[Dataset entries]
──────────────────────────────

PR #142, opened 2023-01-29
Day only

MateoLostanlen:
For now our models are not very efficient at night, so I propose not to raise any alert at this time.
In this PR I added a script that runs via crontab each night to get the sunrise and sunset times and a function that checks that we are in the daytime hours before processing an image

### DIFF
--- a/pyroengine/engine.py
+++ b/pyroengine/engine.py
@@ -28,7 +28,7 @@ logging.basicConfig(format="%(asctime)s | %(levelname)s: %(message)s", level=log
 
 
 def is_day_time(cache):
-    """Read sunset and sunrise hour in sunset_sunrise.txt and check if we are currently on daytime. We don't want to 
+    """Read sunset and sunrise hour in sunset_sunrise.txt and check if we are currently on daytime. We don't want to
     trigger night alerts for now. We take 1 hour margin
 
     Args:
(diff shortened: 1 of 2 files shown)


pyroengine/engine.py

──────────────────────────────

• THE PROBLEM:
Please go through the data above and copy every line that has the word "currently".

• SOLVED EXERCISE:
-    """Read sunset and sunrise hour in sunset_sunrise.txt and check if we are currently on daytime. We don't want to 
+    """Read sunset and sunrise hour in sunset_sunrise.txt and check if we are currently on daytime. We don't want to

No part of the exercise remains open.